Over the past five years, it took the office a median of 129 day to offer any response, Davison said, including whether to decline, divert, or prosecute a case referred for charging by Seattle police. Davison said that waiting more than four months to make a filing decision sent the wrong message to victims of crime.
“That tells a victim that what happened to them didn’t matter, that tells an officer that their work didn’t matter and we just sat here and let things go stale,” she said.
Davison said the delays also meant more cases were dropped as victims or witnesses moved away. Last year, the office declined more than a quarter of its domestic violence referrals – 27% – due to difficulty in contacting victims. So far this year, she said, just 8% of domestic violence cases were declined for that reason.
“We have seen that dramatic increase in survivor participation in domestic violence, because we’ve been more responsive,” Davison said.
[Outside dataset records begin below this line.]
PR #6681, opened 2026-08-20
fix(tests): allow same-day rule tunings without updated_date bump

Mikaayenson:
## Summary
- Allow same-day follow-up rule tunings without a new `updated_date` hunk in the git diff
- Treat missing explicit `metadata.updated_date` as pass; require a bump when the date is stale
- Compare "today" in UTC so evening local edits still match CI runners
- Read `updated_date` via `pytoml` (aligned with endpoint-rules same-day check)
- Bump `detection_rules` package version `2.2.11` → `2.2.12`

## Test plan
- [ ] CI unit tests pass on this PR
- [ ] Same-day retune (query change only, `updated_date` already UTC today) does not fail `test_rule_change_has_updated_date`
- [ ] Stale `updated_date` with no bump still fails
- [ ] Explicit `+updated_date` in the diff still passes

### DIFF
--- a/pyproject.toml
+++ b/pyproject.toml
@@ -1,6 +1,6 @@
 [project]
 name = "detection_rules"
-version = "2.2.11"
+version = "2.2.12"
 description = "Detection Rules is the home for rules used by Elastic Security. This repository is used for the development, maintenance, testing, validation, and release of rules for Elastic Security’s Detection Engine."
 readme = "README.md"
 requires-python = ">=3.12"
--- a/tests/test_all_rules.py
+++ b/tests/test_all_rules.py
@@ -10,11 +10,13 @@ import re
 import unittest
 import uuid
 from collections import defaultdict
+from datetime import UTC, date, datetime
 from pathlib import Path
 from typing import ClassVar
 
 import eql
 import kql
+import pytoml
 from marshmallow import ValidationError
 from semver import Version
 
@@ -928,7 +930,7 @@ class TestRuleMetadata(BaseRuleTest):
 
     @unittest.skipIf(os.getenv("GITHUB_EVENT_NAME") == "push", "Skipping this test when not running on pull requests.")
     def test_rule_change_has_updated_date(self):
-        """Test to ensure modified rules have updated_date field updated."""
+        """Fail when a modified rule lacks an updated_date bump and is not same-day UTC."""
 
         rules_path = get_path(["rules"])
         rules_bbr_path = get_path(["rules_building_block"])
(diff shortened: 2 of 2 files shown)


tests/test_all_rules.py
```diff
@@ -947,11 +949,38 @@ def test_rule_change_has_updated_date(self):
...
+                rule_path = get_path([modified_rule_path])
+                metadata = pytoml.loads(rule_path.read_text(encoding="utf-8")).get("metadata") or {}
+                if "updated_date" not in metadata:
+                    # Explicit updated_date was not found -> do not require a bump
+                    continue
+
+                updated_date = metadata["updated_date"]
+                if isinstance(updated_date, datetime):
+                    if updated_date.tzinfo is None:
+                        updated_date = updated_date.replace(tzinfo=UTC)
```
eric-forte-elastic, line 968: In this case, other places in the code covert the time to non-UTC so this will still could cause an issue if fixed this way. Since in this repo updated date is required I think it needs to be handled a little differently.  

Pulling local time:
- detection_rules/cli_utils.py:62 `time.strftime("%Y/%m/%d")`
- detection_rules/cli_utils.py:271 `datetime.date.today()`
- detection_rules/devtools.py:1010,1165,1758,2026 `time.strftime("%Y/%m/%d")`

So cases with something like: US/Pacific, Aug 20 18:00 PDT (= Aug 21 01:00 UTC)

I think the simplest way to address this is to just have our functions in cli_utils.py and devtools.py also be timezone aware to UTC (e.g. `datetime.now(UTC).strftime("%Y/%m/%d")` ), to address the conflict. 

patch to fix:

[utc-date-stamping.patch.txt](https://github.com/user-attachments/files/31312941/utc-date-stamping.patch.txt)

eric-forte-elastic (approved):
[Main comment](https://github.com/elastic/detection-rules/pull/6681/changes#r3831833931), otherwise LGTM 👍

tests/test_all_rules.py
terrancedejesus: if this is the case, agreed, maybe a separate PR to add a globally accessible adjustment.

terrancedejesus (approved):

bryans3c (approved):

tests/test_all_rules.py
```diff
@@ -928,7 +930,7 @@ def test_deprecated_rules_modified(self):
 
     @unittest.skipIf(os.getenv("GITHUB_EVENT_NAME") == "push", "Skipping this test when not running on pull requests.")
     def test_rule_change_has_updated_date(self):
-        """Test to ensure modified rules have updated_date field updated."""
+        """Fail when a modified rule lacks an updated_date bump and is not same-day UTC."""
```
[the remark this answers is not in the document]
Mikaayenson: Addressed in 58c02fefcc — docstring and failure message now describe the three pass paths (diff bump, same-day UTC, missing updated_date).

pyproject.toml
```diff
@@ -1,6 +1,6 @@
 [project]
 name = "detection_rules"
-version = "2.2.11"
+version = "2.2.12"
```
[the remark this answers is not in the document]
Mikaayenson: Addressed — PR description updated to `2.2.11` → `2.2.12` to match main after rebase (old 2.1.7 bump was stale).

tests/test_all_rules.py
Mikaayenson: Leaving UTC writers in `cli_utils`/`devtools` for a follow-up PR (as discussed). This PR only relaxes the test for same-day dates; approved as-is.

Mikaayenson: ++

Davison took office this year after incumbent City Attorney Pete Holmes lost his re-election bid. In February, she announced plans to make filing decisions within five days of every police referral.
The report said over 80% of referrals now receive a filing decision within five business days, noting that “domestic violence referrals are afforded an additional week to engage in a trauma informed approach, which considers input from the victim on their safety concerns. Referrals involving LEAD clients get 30 days for clients to engage in services.”
Davison inherited a backlog of 5,000 cases, and this spring announced plans to dismiss 2,000 of those cases in order to act on new ones more quickly. So far, the new report said her office has made filing decisions on 900 of the backlogged cases.